He played his guitar as he pondered something you couldn't even begin to guess, filling the TARDIS with what you recognized as I Will Dare by The Replacements. An odd choice, you thought, yet that didn't stop you from listening intently.
The Doctor abruptly stopped the tune to put the instrument down, and he was gone from the console room before you could say anything. You sighed in disappointment. You quite liked that song after all.
You continued where he'd left off, humming and tapping your fingers against your thigh.
Moments later, The Doctor came back, holding a guitar case in his hand. You frowned at the sight, because even though he probably had several scattered around the TARDIS, he seemed to prefer the Yamaha that still sat in the console room.
It was even more puzzling when he gave you the case.

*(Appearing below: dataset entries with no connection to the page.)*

PR #1736, opened 2020-03-11
new klish plugin

juliocbc:
The main purpose of this plugin is to help with a standardized CLI which follow the WebGUI's Menus:

Initial commands structure:

-System: command `system`

-Interfaces: command `interfaces`

-Firewall: command `firewall`

-VPN: command `vpn`

-Services: command `services`

-Power: command `power`
___
Klish official documentation: [https://github.com/sipwise/klish/blob/master/doc/klish.md](https://github.com/sipwise/klish/blob/master/doc/klish.md)

### DIFF
--- a/sysutils/klish/README.md
+++ b/sysutils/klish/README.md
@@ -1,0 +1,35 @@
+# Klish Plugin
+
+_The klish is a framework for implementing a CISCO-like CLI on UNIX systems. It is configurable by XML files. The KLISH stands for Kommand Line Interface Shell. I know that "command" starts with "c" :)_
+
+ref.: [http://libcode.org/projects/klish/](http://libcode.org/projects/klish/)
+
+### One more shell?
+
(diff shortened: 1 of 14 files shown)


mimugmail:
Is this a plugin or a package?

juliocbc:
@mimugmail it's a package, but will demand a several custom XML files (to work with OPNsense) that will not be part of the klish package file.

mimugmail:
Ok, the cleanest approach would be to build a FreeBSD port for it with OPNsense customizations and put it in ports/opnsense

But this is neither approval nor a reject. Core team needs to decide if this makes sense ...

juliocbc:
OK @mimugmail, I was thinking about it and with frequent XML updates how will work this with a port. I'll tell you how we're doing here on lab: We install the FreeBSD port, and create/update the XML (this might be frequent till getting mature), so, in this way we don't need to install/reinstall/update the port. Another idea is to in future make these XML updates from some kind of repository... makes sense to you now?

mimugmail:
The scope should be to deliver a xml within the package and if you have updates you update the port which will then be updated with next OPNsense update. But again, no approval nor reject.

"Did you...buy me a guitar?"
"No, no. I didn't buy it. I don't buy things." The Doctor walked over to the console, pretending to look at something on the screen and at least attempting to be out of hugging distance. "A friend gave it to me in the 1960's, and it's been sitting around here ever since."
"1960's?" Very carefully, you placed the case on the floor, opening it to find a beautiful vintage Stratocaster. One very much like Jimi Hendrix used to play. Knowing the man who had given it to you, it was the genuine article.
Without noticing the way he'd been watching you, you closed the case back up and practically ran to The Doctor, throwing yourself at him in a hug. The impact and the way you pushed him into the console knocked some of the wind out of him. "Why does there always have to be hugging?!" He struggled to exclaim as you squeezed him tightly.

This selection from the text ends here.